As far as Pre-Emphasis (PE) and Stereo is concerned I am quite aware with how they work; used to teach their theory at university. My basic problem was configuring this transmitter to make it work with our external stereo generator of different quality compared to PCS.
We were able to bypass the SE board and run the stereo PE "mix" into the exciter directly.
We also were able to get the PCS150 power to 140-150 watts: barely!, by bringing the power supply's voltage to it's MAX, and tuning the PA. Getting 40% ERP from our antenna gave us only 60 watts out which was within FCC min ERP for Low Pwr.
One other problem IF ANYONE OUT THERE KNOWS HOW TO FIX THIS PROBLEM? is: any power setting above 90 watts output from this transmitter would LOCK up the display on the front and cause the transmitter's setting to oscillate till it was shut down and restarted at the new setting: display gave an error display.

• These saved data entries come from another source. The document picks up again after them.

PR #8739, opened 2025-04-30
Websocket improvements #8719

### LINKED ISSUE #8300: Websocket improvements
Our Websockets implementation is unstable. Content Studio opens a new websocket connection in every tab, and so do Collaboration and Juke apps as well. Combined with limits on Websocket connections that browsers and dns providers have, users may experience error message notifying that websockets stopped working. Without websockets functioning Content Studio becomes blind to server events.

Read more here: https://enonic.atlassian.net/wiki/spaces/TD/pages/3258220545/2025-01-08+Websockets+improvements

The purpose of this epic is to have a stable solution where Content Studio opens just one websocket connection and lets its instances (CS opened in other browser tabs) and tenants (Collaboration, Juke apps) reuse it without opening new connections.

edloidas:


alansemenov (approved):
Great job, @edloidas!

PR #8791, opened 2025-05-15
Update/Remove redundant XP methods #8784

### LINKED ISSUE #8784: Update/Remove redundant XP methods
Studio won't build with changes in https://github.com/enonic/xp/pull/11074/files#diff-01e2f22294929ba0105209cde29a42d0d2b23265bf4441ad15e80aaa4df0cf95, fix all the issues

ashklianko:
Required for https://github.com/enonic/xp/pull/11074


modules/rest/src/main/java/com/enonic/xp/app/contentstudio/rest/resource/project/ApplyProjectReadAccessPermissionsCommand.java
```diff
@@ -51,7 +51,6 @@ private TaskResultJson doExecute()
                 params( ApplyContentPermissionsParams.create().
                     permissions( newList ).
                     contentId( contentRoot.getId() ).
-                    overwriteChildPermissions( true ).
```
rymsha, line 54: `applyPermissionsScope` must be used instead

modules/rest/src/main/java/com/enonic/xp/app/contentstudio/rest/resource/content/query/ContentQueryWithChildren.java
```diff
@@ -52,13 +53,13 @@ private QueryExpr constructExprToFindChildren()
 
         for ( ContentPath contentPath : contentsPaths )
         {
-            ConstraintExpr likeExpr =
-                CompareExpr.like( fieldExpr, ValueExpr.string( ContentHelper.getContentRoot() + "/" + contentPath.asRelative() + "/*" ) );
+            ConstraintExpr likeExpr = CompareExpr.like( fieldExpr, ValueExpr.string(
+                ContentHelper.getContentRoot() + "/" + ContentPathHelper.toRelative( contentPath ) + "/*" ) );
```
rymsha: use `ContentPath.from` instead

modules/rest/src/main/java/com/enonic/xp/app/contentstudio/rest/resource/content/ContentPathHelper.java
```diff
@@ -0,0 +1,27 @@
+package com.enonic.xp.app.contentstudio.rest.resource.content;
+
+import java.util.ArrayList;
+import java.util.List;
+
+import com.enonic.xp.content.ContentPath;
+
+public class ContentPathHelper
```
rymsha: use `ContentPath.from` instead

modules/rest/src/main/java/com/enonic/xp/app/contentstudio/rest/resource/content/ComponentNameResolverImpl.java
```diff
@@ -53,58 +52,58 @@ else if ( component instanceof TextComponent )
     }
 
 
-    public ComponentName resolve( final PartComponent component )
+    public String resolve( final PartComponent component )
     {
         final PartDescriptor partDescriptor =
             component.getDescriptor() != null ? partDescriptorService.getByKey( component.getDescriptor() ) : null;
-        return partDescriptor != null ? ComponentName.from( partDescriptor.getDisplayName() ) : component.getName();
+        return partDescriptor != null ?  partDescriptor.getDisplayName() : component.getType().toString();
```
rymsha: it is not 1:1 fix.  Look how `CreateFragmentCommand` is changed in XP. But maybe it is OK here
Actualy there is no such thing as ComponentName in XP8. Look how to avoid using this class alltoghether

modules/app/src/test/java/com/enonic/xp/app/contentstudio/LiveEditInjectionTest.java
```diff
@@ -87,7 +87,7 @@ private void injectAndAssert(final String templateName)
         assertEquals( readResource( templateName ).trim(), result.trim() );
     }
 
-    @Test
+ //   @Test
```
rymsha: Fix the tests

rymsha (changes requested):

modules/app/src/test/java/com/enonic/xp/app/contentstudio/LiveEditInjectionTest.java
ashklianko: Wasn't supposed to be commited, tests are working

modules/rest/src/main/java/com/enonic/xp/app/contentstudio/rest/resource/content/ContentPathHelper.java
ashklianko: Won't work, sole purpose of this helper is to replace a function from ContentPath -  asRelative() that was removed, and it was meant to set 'absolute' param of ContentPath to 'false', but 'ContentPath.from' copies the value of 'absolute' from parent, without possibility to override it. Also it is only possible to create a builder class for ContentPath with empty constructor, would be nice to have a builder 'ContentPath.create( final ContentPath source)', then the helper would lool like:
```

public static ContentPath toRelative( final ContentPath source )
    {
        return new ContentPath.Builder(source).absolute( false ).build();
    }
```

rymsha: it was removed because relative content paths are evil
what is wrong with
`public static ContentPath from( final ContentPath parent, final String name )` ?

And why not using builder where it is still possible to configure absolute/relative.

For sure - constructing content path via string is the worst option

rymsha (approved):

PR #8840, opened 2025-06-10
Support baseUrl in Content Studio #8479

### LINKED ISSUE #8479: Support baseUrl in Content Studio
`baseUrl` will be edited via a text input field (TextLine) in the site and project wizard forms and persisted in site config for `portal` app. Example of persisted property:

```
"data": {
    "siteConfig": [
      {
        "applicationKey": "portal",
        "config": { "baseUrl": "https://www.example.com:8443/my-site" }
        ...
```

We should manually build data object so that value of the baseUrl input field gets added to (or removed from, if empty) the list of site configs on save and make sure "portal" app is not visible in the UI (as it is not a "regular" app).

Image
Image

ashklianko:
- Added SiteContentWizardStepForm.ts for sites to intercept content form creation to handle a new "Base URL" field below "Description". It acts as a proxy for a hidden SiteConfig property so need to add/remove according to changes in Base URL field

### DIFF
--- a/modules/lib/src/main/resources/assets/js/app/inputtype/siteconfigurator/SiteConfigProviderRegistry.ts
+++ b/modules/lib/src/main/resources/assets/js/app/inputtype/siteconfigurator/SiteConfigProviderRegistry.ts
@@ -1,0 +1,18 @@
+import {ApplicationConfigProvider} from '@enonic/lib-admin-ui/form/inputtype/appconfig/ApplicationConfigProvider';
+
+export class SiteConfigProviderRegistry {
+
+    private static siteConfigProvider: ApplicationConfigProvider;
+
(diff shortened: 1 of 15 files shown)


ashklianko:
Requires https://github.com/enonic/lib-admin-ui/pull/4054

ashklianko:
One thing to update: make the Portal app be always last in Site Configs

alansemenov (changes requested):
It works fine, but we need to disable the Base Url field in the UI if user doesn't have permissions to change it (should use the same permissions check as for disabling app config in the Applications dropdown underneath). There's a backend check which prevents saving in case of insufficient permissions, but we need to update the UI as well.

alansemenov (approved):

PR #664, opened 2022-06-16
feat!: use kotlin nullability for null documents instead of explicit subclass

lucix-aws:
## Description of changes
Remove `Document.Null` and instead use kotlin nullability to represent null documents.

### DIFF
--- a/runtime/runtime-core/common/src/aws/smithy/kotlin/runtime/smithy/DocumentBuilder.kt
+++ b/runtime/runtime-core/common/src/aws/smithy/kotlin/runtime/smithy/DocumentBuilder.kt
@@ -10,27 +10,27 @@ class DocumentBuilder internal constructor() {
     val content: MutableMap<String, Document?> = linkedMapOf()
 
     infix fun String.to(value: Number?) {
-        require(!content.containsKey(this)) { "Key $this is already registered in builder" }
+        require(this !in content) { "Key $this is already registered in builder" }
         content[this] = if (value != null) Document(value) else null
     }
 
     infix fun String.to(value: String?) {
-        require(!content.containsKey(this)) { "Key $this is already registered in builder" }
+        require(this !in content) { "Key $this is already registered in builder" }
         content[this] = if (value != null) Document(value) else null
     }
 
     infix fun String.to(value: Boolean?) {
-        require(!content.containsKey(this)) { "Key $this is already registered in builder" }
+        require(this !in content) { "Key $this is already registered in builder" }
         content[this] = if (value != null) Document(value) else null
     }
 
     infix fun String.to(value: Document?) {
-        require(!content.containsKey(this)) { "Key $this is already registered in builder" }
+        require(this !in content) { "Key $this is already registered in builder" }
         content[this] = value
     }
 
     infix fun String.to(@Suppress("UNUSED_PARAMETER") value: Nothing?) {
-        require(!content.containsKey(this)) { "Key $this is already registered in builder" }
+        require(this !in content) { "Key $this is already registered in builder" }
         content[this] = null
     }
 
--- a/runtime/runtime-core/common/src/aws/smithy/kotlin/runtime/smithy/DocumentBuilder.kt
+++ b/runtime/runtime-core/common/src/aws/smithy/kotlin/runtime/smithy/DocumentBuilder.kt
@@ -7,46 +7,46 @@ package aws.smithy.kotlin.runtime.smithy
 import kotlin.jvm.JvmName
 
 class DocumentBuilder internal constructor() {
-    val content: MutableMap<String, Document> = linkedMapOf()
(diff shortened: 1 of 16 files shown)


runtime/serde/common/src/aws/smithy/kotlin/runtime/serde/Deserializer.kt
```diff
@@ -198,7 +198,7 @@ interface PrimitiveDeserializer {
      * If the document's value is a list or map, this method will deserialize all elements or fields recursively - the
      * caller need not further inspect the value to attempt to do so manually.
      */
-    fun deserializeDocument(): Document
+    fun deserializeDocument(): Document?
```
aajtodd, line 201: I don't _think_ we need the `?` qualifier. An explicit `null` is the same as not sending it in the payload as far as serialization and deserialization is concerned. JSON for example [won't even report `null` values](https://github.com/awslabs/smithy-kotlin/blob/2547699c13857f5dbd57447ff5e2bdf0308aeefa/runtime/serde/serde-json/common/src/aws/smithy/kotlin/runtime/serde/json/JsonDeserializer.kt#L195).

aajtodd: Hmm I guess maybe this is due to the internal nullability of a document? In which case you _could_ make the deserializer interface non-nullable return and delegate intrernally to a function that allows it to be `null`

aajtodd (commented):
Looks good. One question on nullability of the exposed serialize/deserialize interfaces

runtime/serde/common/src/aws/smithy/kotlin/runtime/serde/Deserializer.kt
lucix-aws: Can you clarify your objection to it being nullable? It's done that way because of internal Document nullability as you suspected.

It certainly can be split out like you said, but it'll just bulk up and duplicate some code (you'll basically have this deserialize switch twice), and to avoid what I'm not quite sure.

aajtodd: It's different than how the rest of the deserializer interface works. 

We only ever call `deserialize<Type>` when we have found a matching field:


```kotlin
deserializer.deserializeStruct(OBJ_DESCRIPTOR) {
    loop@while (true) {
        when (findNextFieldIndex()) {
            MY_DOCUMENT_MEMBER.index -> builder.myDocumentMember = deserializeDocument()
            ...
        }
    }
}
```

`deserializeDocument()` will only ever be called if the value associated with the key represented by `MY_DOCUMENT_MEMBER` is non-null. e.g.

```json
{
     "myDocumentMember": "foo"
}
```

whereas: 
```json
{
     "myDocumentMember":  null
}
```

will never execute that branch.


It's maybe a minor thing overall I'm just questioning whether we should codify that difference. Internally a document may be null so I would expect _if_ we wanted the top level deserializer function to return a non-null document it could delegate like so:

```
fun deserializeDocument(): Document = checkNotNull(deserializeDocumentImpl()) { "expected non-null document field" }

private fun deserializeDocumentImpl(): Document? { ... what you have now basically }
```

ianbotsf: As long as our existing deserializer logic correctly shortcuts explicitly-null member and absent member (i.e., implicitly-null) then I favor using the same semantics as other methods. That is, `deserializeDocument(): Document` (non-null).

runtime/runtime-core/common/src/aws/smithy/kotlin/runtime/smithy/DocumentBuilder.kt
```diff
@@ -7,46 +7,46 @@ package aws.smithy.kotlin.runtime.smithy
 import kotlin.jvm.JvmName
 
 class DocumentBuilder internal constructor() {
-    val content: MutableMap<String, Document> = linkedMapOf()
+    val content: MutableMap<String, Document?> = linkedMapOf()
 
     infix fun String.to(value: Number?) {
-        require(content[this] == null) { "Key $this is already registered in builder" }
-        content[this] = if (value != null) Document(value) else Document.Null
+        require(!content.containsKey(this)) { "Key $this is already registered in builder" }
```
ianbotsf, line 13: **Style**: Kotlin provides the `in` and `!in` operators for `contains` checks. This might be more idiomatic as:

```kotlin
require(this !in content) { "..." }
```

ianbotsf (approved):
These code changes look good but let's also update [the design doc](https://github.com/awslabs/smithy-kotlin/blob/main/docs/design/document-type.md) as part of this push.

ianbotsf (changes requested):
Actually missed one critical thing: since this is a breaking change we must update the version in **gradle.properties**.

aajtodd (approved):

PCS has recommended placing additional caps on display board but won't tell us "Where" to put them on the display board.
However, this PCS 150 is not FCC certified, so we use it as backup only; now using a Nicom 250 watter to a single bay circular antenna which gives us close to 100 watts ERP. Low Power stations will be gone over with a fine toothed comb in the "near future" by the FCC and shut down if they do not comply with ALL rules respecting equipment.
One further note: a LPFM can run twice the 100 watts ERP legally using circular polarized antenna; i.e.- 100 watts vertical; 100 watts horiz = 200 watts from transmitter which makes for "REAL" improved coverage.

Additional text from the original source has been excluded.